= Directions for this task =
All that should be output is the block of lines below from the line with "(diff shortened: 1 of 8 files shown)" to the line with "This will conflict", both included, exactly as written.

= Dataset =
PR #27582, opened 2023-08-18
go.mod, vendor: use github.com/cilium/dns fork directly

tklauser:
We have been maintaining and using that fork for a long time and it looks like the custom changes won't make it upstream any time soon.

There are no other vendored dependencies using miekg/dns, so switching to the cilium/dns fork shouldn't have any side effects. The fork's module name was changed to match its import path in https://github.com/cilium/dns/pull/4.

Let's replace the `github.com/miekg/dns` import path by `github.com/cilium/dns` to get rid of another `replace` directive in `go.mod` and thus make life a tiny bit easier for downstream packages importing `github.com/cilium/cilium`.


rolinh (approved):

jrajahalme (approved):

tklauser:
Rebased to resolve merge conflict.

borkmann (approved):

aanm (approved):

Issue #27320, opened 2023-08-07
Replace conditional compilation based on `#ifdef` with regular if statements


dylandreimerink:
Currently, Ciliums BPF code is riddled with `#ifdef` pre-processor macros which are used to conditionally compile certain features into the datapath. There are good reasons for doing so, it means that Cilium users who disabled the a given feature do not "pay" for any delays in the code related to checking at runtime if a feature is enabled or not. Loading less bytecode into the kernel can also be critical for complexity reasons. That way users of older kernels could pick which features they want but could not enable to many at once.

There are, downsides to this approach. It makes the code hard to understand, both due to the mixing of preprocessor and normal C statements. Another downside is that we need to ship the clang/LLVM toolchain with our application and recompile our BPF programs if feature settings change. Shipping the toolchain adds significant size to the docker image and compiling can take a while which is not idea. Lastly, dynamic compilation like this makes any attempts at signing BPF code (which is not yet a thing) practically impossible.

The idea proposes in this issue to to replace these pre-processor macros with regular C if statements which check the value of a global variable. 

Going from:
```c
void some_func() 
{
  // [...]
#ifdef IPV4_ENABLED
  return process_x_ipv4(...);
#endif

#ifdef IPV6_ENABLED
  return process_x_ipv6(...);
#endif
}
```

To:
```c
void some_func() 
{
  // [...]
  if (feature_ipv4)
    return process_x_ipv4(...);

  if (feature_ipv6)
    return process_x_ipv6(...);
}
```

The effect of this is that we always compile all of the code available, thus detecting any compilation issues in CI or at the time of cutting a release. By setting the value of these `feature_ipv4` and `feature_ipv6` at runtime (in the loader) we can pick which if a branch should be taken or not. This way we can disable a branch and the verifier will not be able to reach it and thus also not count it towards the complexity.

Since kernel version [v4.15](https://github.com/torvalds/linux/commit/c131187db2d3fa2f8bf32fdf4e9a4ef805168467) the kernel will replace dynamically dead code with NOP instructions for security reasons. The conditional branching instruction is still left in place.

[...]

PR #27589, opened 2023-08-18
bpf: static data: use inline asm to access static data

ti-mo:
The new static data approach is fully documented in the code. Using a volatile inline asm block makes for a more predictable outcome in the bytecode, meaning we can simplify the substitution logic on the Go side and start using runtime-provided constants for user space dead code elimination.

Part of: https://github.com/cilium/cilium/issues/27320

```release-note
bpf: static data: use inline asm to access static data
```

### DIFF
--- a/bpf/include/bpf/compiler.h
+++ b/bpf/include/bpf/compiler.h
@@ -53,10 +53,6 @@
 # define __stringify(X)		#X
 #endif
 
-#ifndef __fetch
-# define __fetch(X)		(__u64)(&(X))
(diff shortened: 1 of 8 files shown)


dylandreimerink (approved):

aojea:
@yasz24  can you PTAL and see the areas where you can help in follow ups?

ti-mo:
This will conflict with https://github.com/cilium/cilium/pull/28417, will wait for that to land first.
==
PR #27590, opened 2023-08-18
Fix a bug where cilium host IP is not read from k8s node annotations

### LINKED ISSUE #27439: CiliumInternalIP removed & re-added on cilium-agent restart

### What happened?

= Result for this exercise =
(diff shortened: 1 of 8 files shown)


dylandreimerink (approved):

aojea:
@yasz24  can you PTAL and see the areas where you can help in follow ups?

ti-mo:
This will conflict with https://github.com/cilium/cilium/pull/28417, will wait for that to land first.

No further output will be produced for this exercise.